En France, la procédure en cas d'abandon de logement est strictement encadrée par la loi. Le propriétaire doit obligatoirement saisir un commissaire de justice qui délivre alors au locataire :

  • Une mise en demeure de justifier qu'il occupe bien le logement
  • Un commandement de payer les loyers non versés

Le locataire dispose d'un mois pour répondre à cette mise en demeure. En l'absence de réponse dans le délai imparti, l'huissier peut alors pénétrer dans le logement en présence de deux témoins et dresser un procès-verbal d'abandon, tout en faisant l'inventaire des biens laissés sur place.

Le rôle du juge et les possibilités de contestation

Un juge des contentieux de la protection est ensuite saisi. Celui-ci peut constater la résiliation du bail et ordonner la reprise des lieux. La décision doit être adressée dans les deux mois au locataire, qui conserve cependant la possibilité de contester l'ordonnance dans le mois qui suit sa signification, en envoyant ou en déposant une déclaration au greffe du tribunal.

Comme le précise le site du Service public, « une nouvelle audience en présence des intéressés est alors fixée » en cas de contestation. Cette possibilité de recours peut considérablement allonger la procédure.
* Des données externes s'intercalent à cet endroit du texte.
PR #2388, opened 2026-02-19
Fix dag n_in_flight underflow

Menkib64:
ShouldStopPickingHere can change return value for a node if the garbage collection thread frees an alternative parent while node is considered for visits. Initially picking assumed that it would stop here and generate conflicts which would skip n_in_flight increments. Later decision would change to visit children which would assume n_in_flight was incremented.

These changes were originally part of #2318. They fix an underflow bug. I think this is the smallest set of changes which can be copied with minimal modifications from the big pull request.

### DIFF
--- a/src/search/dag_classic/search.cc
+++ b/src/search/dag_classic/search.cc
@@ -1717,17 +1717,18 @@ void SearchWorker::PickNodesToExtendTask(
   current_path.emplace_back(collision_limit, true, visit_root, stop_root, 0);
   // take base sqrt(2) logarithm of root node for large subbranch N limit. It is
   // used to split tasks.
-  const unsigned large_branch_limit = std::bit_width(search_->root_node_->GetN()) * 2;
+  const unsigned large_branch_limit =
+      std::bit_width(search_->root_node_->GetN()) * 2;
 
   while (current_path.size() > 0) {
     assert(full_path.size() >= path.size());
     // First prepare visits_to_perform.
-    int cur_limit = current_path.back().bits_.visits_;
+    int cur_limit = current_path.back().visits_;
     // First prepare visits_to_perform.
     // First check if node is terminal or not-expanded.  If either than create
     // a collision of appropriate size and pop current_path.
-    if (current_path.back().bits_.stop_picking_) {
-      if (current_path.back().bits_.visit_child_) {
+    if (current_path.back().stop_picking_) {
+      if (current_path.back().visit_child_) {
         cur_limit -= 1;
         receiver->push_back(NodeToProcess::Visit(full_path, history));
       }
@@ -1743,7 +1744,7 @@ void SearchWorker::PickNodesToExtendTask(
       }
       bool saved_is_last_child;
       do {
-        saved_is_last_child = current_path.back().bits_.last_child_;
+        saved_is_last_child = current_path.back().last_child_;
         current_path.pop_back();
         if (current_path.size() == 0) break;
         history.Pop();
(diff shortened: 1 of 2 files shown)


src/search/dag_classic/search.h
```diff
@@ -396,18 +397,55 @@ class SearchWorker {
           repetitions(std::get<1>(path.back())) {}
   };
 
+  // Combine visits to perform, index, and node state flags into a packed
+  // variable. Packed value stores required visit infromation which can be
+  // pushed into the current_path stack.
+  struct CurrentPath {
+    uint32_t visits_ : 20;       // <= collision limit
```
mooskagh, line 404: `kMaxCollisionVisits` currently has upper bound of `100000000`, which is 27 bits.  
But I guess collision_visits in our gather code usually means "target batch size"?

src/search/dag_classic/search.h
```diff
@@ -396,18 +397,55 @@ class SearchWorker {
...
+                "CurrentPath must be packed into 32 bits");
+
   // Holds per task worker scratch data
   struct TaskWorkspace {
     std::array<Node::Iterator, 256> cur_iters;
-    std::vector<std::unique_ptr<std::array<int, 256>>> vtp_buffer;
-    std::vector<std::unique_ptr<std::array<int, 256>>> visits_to_perform;
-    std::vector<int> vtp_last_filled;
-    std::vector<int> current_path;
+    std::vector<CurrentPath> current_path;
```
mooskagh, line 446: Not sure how much of optimization it would be, but there's also absl::InlinedVector<CurrentPath, 30>

src/search/dag_classic/search.cc
```diff
@@ -1896,63 +1879,97 @@ void SearchWorker::PickNodesToExtendTask(
...
         if (task_workers_ > 0 &&
-            child_limit > params_.GetMinimumWorkSizeForPicking() &&
-            child_limit <
-                ((collision_limit - passed_off - completed_visits) * 2 / 3) &&
-            child_limit + passed_off + completed_visits <
-                collision_limit -
-                    params_.GetMinimumRemainingWorkSizeForPicking()) {
-          Node* child_node = cur_iters[i].GetOrSpawnNode(/* parent */ node);
-          history.Append(cur_iters[i].GetMove());
+            ((is_large_main_branch && is_large_branch) ||
```
mooskagh, line 1960: Why doesn't `is_large_branch` imply `is_large_main_branch`? Is that due to transpositions?

mooskagh (approved):

src/search/dag_classic/search.h
Menkib64: Yes. The current upper limit is set by following `std::min`
```    PickNodesToExtend(
        std::min({collisions_left, target_minibatch_size_ - minibatch_size,
                  max_out_of_order_ - number_out_of_order_}));
```
I plan to increase it to `target_minibatch_size + upper_bound_of_out_of_order + uppper_bound_of_collisions`. Realistically this should be limited much lower than current `kMaxCollisionVisits` because it would likely require extremely bad tree state where it is likely better to evaluate smaller batches until the tree recovers to a healthier state.

src/search/dag_classic/search.h
Menkib64: We need `max_depth * selected_children_per_level`. This should be more than hundred in a typical local analysis. TCEC like scenarios could reach thousands because larger minibatch and deeper tree.

src/search/dag_classic/search.cc
Menkib64: `is_large_main_branch` is for the child which is selected to have the most visits. The most visited child is always handled by the current thread. The above rule is making decision if it is worth sending other child visits to a task or do them locally. The main branch might not be the most visited child if a less visited has higher Q.

src/search/dag_classic/search.h
mooskagh: InlinedVector would have 30 inlined (i.e. it would work like std::array up to 30), and when number crosses 30, it would behave like a standard vector with allocation on heap.

Menkib64: I don't know if inline is worth it because we would be anyway doing heap allocations even in bullet games. I guess it could make sense if we would avoid heap allocations in most cases. Would it be worth reserving enough inline space for most usecases?

PR #2395, opened 2026-03-08
fix: prevent segfault in Python bindings when calling `Weights.filters()` on transformer networks

sparsh2:
Calling `Weights.filters()` via the Python bindings on a T1/smolgen/transformer network causes a **segfault**, crashing the Python process with no recoverable error.

This happens because `filters()` unconditionally accesses `residual(0)` to compute the filter count, but transformer-based networks store their architecture differently and have `residual_size() == 0`. The out-of-bounds access on the empty repeated field causes undefined behavior (segfault on most platforms).

**Reproduction:**

```python
from lczero.backends import Weights

w = Weights("t1-512x15x8h-distilled-swa-3395000.pb.gz")
w.blocks()   # returns 0 (no crash, but misleading)
w.filters()  # segfault — process killed
```

### DIFF
--- a/src/python/weights.h
+++ b/src/python/weights.h
@@ -71,6 +71,11 @@ class Weights {
   }
   int blocks() const { return weights_.weights().residual_size(); }
   int filters() const {
+    if (weights_.weights().residual_size() == 0) {
+      throw Exception(
+          "filters() is not available for this network architecture "
+          "(no residual blocks found — likely a transformer/T1 network).");
+    }
     return weights_.weights().residual(0).conv1().weights().params().size() /
            2304;
   }
--- a/src/python/weights.h
+++ b/src/python/weights.h
@@ -72,9 +72,7 @@ class Weights {
   int blocks() const { return weights_.weights().residual_size(); }
   int filters() const {
     if (weights_.weights().residual_size() == 0) {
-      throw Exception(
-          "filters() is not available for this network architecture "
-          "(no residual blocks found - likely a transformer/T1 network).");
+      throw Exception("This network does not use residual blocks. There are no filters.");
     }
     return weights_.weights().residual(0).conv1().weights().params().size() /
            2304;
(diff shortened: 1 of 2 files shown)


src/python/weights.h
```diff
@@ -71,6 +71,11 @@ class Weights {
   }
   int blocks() const { return weights_.weights().residual_size(); }
   int filters() const {
+    if (weights_.weights().residual_size() == 0) {
+      throw Exception(
+          "filters() is not available for this network architecture "
+          "(no residual blocks found — likely a transformer/T1 network).");
```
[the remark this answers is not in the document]
sparsh2: done

src/python/weights.h
```diff
@@ -71,6 +71,11 @@ class Weights {
   }
   int blocks() const { return weights_.weights().residual_size(); }
   int filters() const {
+    if (weights_.weights().residual_size() == 0) {
+      throw Exception(
+          "filters() is not available for this network architecture "
+          "(no residual blocks found - likely a transformer/T1 network).");
```
Menkib64: I think it should say more like
`This network doesn't use residual blocks. There is no filters.`

Menkib64 (changes requested):

src/python/weights.h
mooskagh: I'd say it's better to rename it to "channels", and make it return number of filters for resnets and embedding size for transformers.
Also I believe similar change would make sense to do with blocks.

sparsh2: @mooskagh that would be a breaking change, no? I can add additional transformer specific APIs in the follow up PR like `is_transformer()`, `attention_heads()`, `embedding_size()`

Menkib64 (approved):

src/python/weights.h
mooskagh: Yeah but nobody will notice because there's hardly any using of the bindings.

PR #2398, opened 2026-03-13
Replace WDL_mu fallback with thresholds.

Menkib64:
This centipawn conversion formula has been fitted trought 3 fixed points. 75% expected score is 1.00 centipawns. 100% expected score is 128.0 centipawns. 50% expected score is 0.0 centipawns.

Une procédure souvent très longue

Si la procédure se déroule sans accroc et que le locataire ne conteste pas, le commissaire de justice est chargé de la reprise des lieux. Ce n'est qu'à ce moment-là que le propriétaire peut officiellement récupérer son logement et le relouer.

« En pratique, entre les premiers soupçons d'abandon et la possibilité de relouer, il faut souvent compter entre 6 à 8 mois de délai au total », explique Benoît Santoire, président de la Chambre nationale des commissaires de justice, au Parisien. Ce délai peut très facilement s'allonger en raison de l'engorgement des tribunaux, laissant les propriétaires dans une situation financière et administrative difficile pendant de longs mois.

Cette complexité procédurale, combinée à l'augmentation des cas d'abandon, pose des questions importantes sur l'efficacité du système actuel de protection des propriétaires tout en préservant les droits des locataires.